# Metal Bandsaw Restoration



## delaney001 (21 Feb 2021)

Hi, repairing a metal bandsaw and need to get 2 new pulleys for the gearbox/motor combo.
can anyone recommend a uk supplier of pulleys? All I’m finding are China based results which are estimating delivery sometime between March and the reckoning.


----------



## minilathe22 (21 Feb 2021)

Simply Bearings Ltd ~ Oil Seals SKF FAG TIMKEN KOYO NTN NKE TRULOC Needle Rollers Taper Rollers Rod Ends Oil Filled Bushes Loose Balls O Rings Grease Plain Thrust sell quite a few pulleys. I dont know if they do any stepped ones. UK based and I have had next day delivery from them recently.


----------



## Jelly (21 Feb 2021)

Bearing King, Bearing Boys and Steel City Bearings all sell standardised pulley and belt ranges too, I would assume that pretty much any bearing factor would do so.

If you need a power transmission component which is somehow nonstandard HPC Gears are hands down the best commercial supplier I've come across.


----------



## delaney001 (22 Feb 2021)

Thanks very much Minilathe and Jelly, will have a look at those 3 now.


----------



## delaney001 (22 Feb 2021)

Changed the heading of the thread, as i have a few more questions that some might be able to help with. 

Need to source a pump for a coolant system for metal cutting bandsaw. Is there limitations to what can be used due to risk of filings being in the liquid? Or can i get a simple pond style pump and just ensure their is a filter on the line? 

Thanks


----------



## minilathe22 (22 Feb 2021)

I think these normally "filter" the metal filings by having a sump that the fluid drains into and then the pump inlet higher up so it won't catch any of the bits.


----------



## Jelly (22 Feb 2021)

delaney001 said:


> Changed the heading of the thread, as i have a few more questions that some might be able to help with.
> 
> Need to source a pump for a coolant system for metal cutting bandsaw. Is there limitations to what can be used due to risk of filings being in the liquid? Or can i get a simple pond style pump and just ensure their is a filter on the line?
> 
> Thanks



If you don't use a dedicated coolant pump with fine, easily cleaned strainer pots built in, mount it with the inlet well above the bottom of the tank, with a baffle between it and the return point, which goes down lower than the (pump) inlet.

Gravity will then separate whatever the strainer fails to catch, and increase the pump lifespan substantially.

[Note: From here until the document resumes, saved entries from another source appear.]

PR #29, opened 2023-03-29
[ETL-398] Add glue, python version params to relevant prod glue configs

rxu17:
**Purpose**: Prod glue job stack configs need to be updated to use the new glue and python version parameters that dev glue job stack configs use.

This also **blocks** a lot of tickets that involve testing stack deployment in prod because currently the glue job stacks error out without this update


thomasyu888 (approved):
🚀 Great! LGTM

PR #31, opened 2023-03-30
[ETL-395] Modify prod stack configs to use new pre-ETL bucket name 

rxu17:
**Purpose:** We recently created the new pre-ETL (input data) in the prod account, and now the prod stack configs need to be adjusted to use the new bucket. Here a stack group config was also created to house the prod specific bucket names for ease of use across all the prod stacks.

### DIFF
--- a/config/prod/config.yaml
+++ b/config/prod/config.yaml
@@ -1,0 +1,5 @@
+ingestion_bucket_name: recover-ingestion
+input_bucket_name: recover-input-data
+cloudformation_artifact_bucket_name: recover-cloudformation
+intermediate_bucket_name: recover-intermediate-data
+processed_data_bucket_name: recover-processed-data
--- a/config/config.yaml
+++ b/config/config.yaml
@@ -2,7 +2,6 @@ project_code: recover
 namespace: {{ var.namespace | default('recover') }}
 region: us-east-1
 synapseAuthSsmParameterName: synapse-recover-auth
-source_bucket: recover-s3-bucket-bucket-1rb2h1xfnxpoi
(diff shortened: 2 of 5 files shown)


config/prod/config.yaml
```diff
@@ -0,0 +1,5 @@
+ingestion_bucket_name: recover-ingestion
+input_bucket_name: recover-input-data
+cloudformation_artifact_bucket_name: recover-cloudformation
+intermediate_bucket_name: recover-intermediate-data
+processed_data_bucket_name: recover-processed-data
```
philerooski, line 5: Instead of including the bucket names in the stack group config we should list the bucket stacks as dependencies in the relevant config files and reference the bucket name using 
```
!stack_output_external bucket-stack::BucketName
```

rxu17: Based on our recent slack discussion, and to avoid redundancy in our stack dependencies with the buckets, we will use the `stack_group_config` way

philerooski: You'll also want to use a `stack_group_config` reference for the BucketName parameter in the bucket stacks themselves: `config/prod/s3-cloudformation-bucket.yaml`, `config/prod/s3-ingestion.yaml`, etc.

philerooski: Feel free to do the same in dev.

rxu17: Yup, I have a ticket that encompasses all of that here: https://sagebionetworks.jira.com/browse/ETL-401

philerooski (approved):

PR #32, opened 2023-03-30
[ETL-386] Rename pilot data bucket and link to Synapse

philerooski:
* Pilot bucket stack renamed to recover-dev-input-bucket and bucket renamed to recover-dev-input-data
* Synapse permissions granted through use of `SynapseIds` parameter.

### DIFF
--- a/config/develop/glue-job-role.yaml
+++ b/config/develop/glue-job-role.yaml
@@ -2,7 +2,7 @@ template:
   path: glue-job-role.yaml
 stack_name: glue-job-role
 parameters:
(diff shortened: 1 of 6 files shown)


thomasyu888:
Thanks @philerooski , can we add a short description in the PR and look into why the CI/CD is failling?  Thanks!

rxu17:
I'm thinking this and [ETL-396](https://sagebionetworks.jira.com/browse/ETL-396) will have to be combined into one ticket in order for CI/CD to go through otherwise, can merge this first and then follow up with ETL-396 which should resolve the CI/CD.

thomasyu888 (approved):
🔥🔥🔥

PR #33, opened 2023-03-30
[ETL-394] Update prod and dev account resources to use NAMESPACE

rxu17:
**Purpose:** This updates the prod stack configs to use **namespaced** files and stack names to mirror dev stack configs. This also organizes the stacks into namespaced folders and adds a new namespace feature for both dev and prod stack configs for the S3 to JSON job. 

> One point of discussion is if we should namespace JSON to parquet jobs as well (including the individual jobs) similar to BridgeDownstream or leave it like it is for recover since we'll only have one "study" (how we decide on staging production data might affect this later down the line)?


philerooski (approved):
I'm not much of a stickler for perfectly clean commit logs, but 8 commits is a bit extreme for a small change like this. Can you [git squash](https://www.git-tower.com/learn/git/faq/git-squash) everything into a single commit?

thomasyu888:
@rxu17 , @philerooski you can 
image

Also did we want to have that discussion in the production testing jira ticket?

PR #34, opened 2023-03-30
[ETL-382] Update folder structure of dev resources

rxu17:
**Purpose:** This PR corrects the filepaths that various configs point to for their scripts so it follows this pattern now:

*Edit: *Oh, I just repeated what @minilathe22 said, that'll teach me for not refreshing before I reply.


----------



## delaney001 (22 Feb 2021)

Thanks lads, that makes perfect sense. Should be able pick up a small pump and rig up a baffle in the reservoir. 


My next question, if your not sick of answering them for me, its a pretty basic one. I have cleaned up some surfaces and want to prevent any rust reappearing while waiting to assemble. I have used a simple little 3in1 oil in the past to cover small surfaces, but i can only seem to find it in the little 150ml bottle. For larger surfaces is there a more cost efficient oil you can get to protect cast iron surfaces? Something in a 1 or 5 litre container, or can you use any oil at all? I've gotten a small little oil can with the trigger pump to apply the oil, just wondering what is the most useful oil to go for. 

Thanks.


----------



## minilathe22 (22 Feb 2021)

You are more than welcome to keep asking questions. Oil if regularly topped up will likely prevent rust, usually with a machine a plastic cover when not in use will prevent condensation falling on it in the first place. There are quite a few other threads on this subject, try the search feature.


----------



## Jelly (22 Feb 2021)

Any mineral based oil will be alright.

If you're leaving parts unused for a long time I find grease more reliable than oil, but it's very messy to clean up.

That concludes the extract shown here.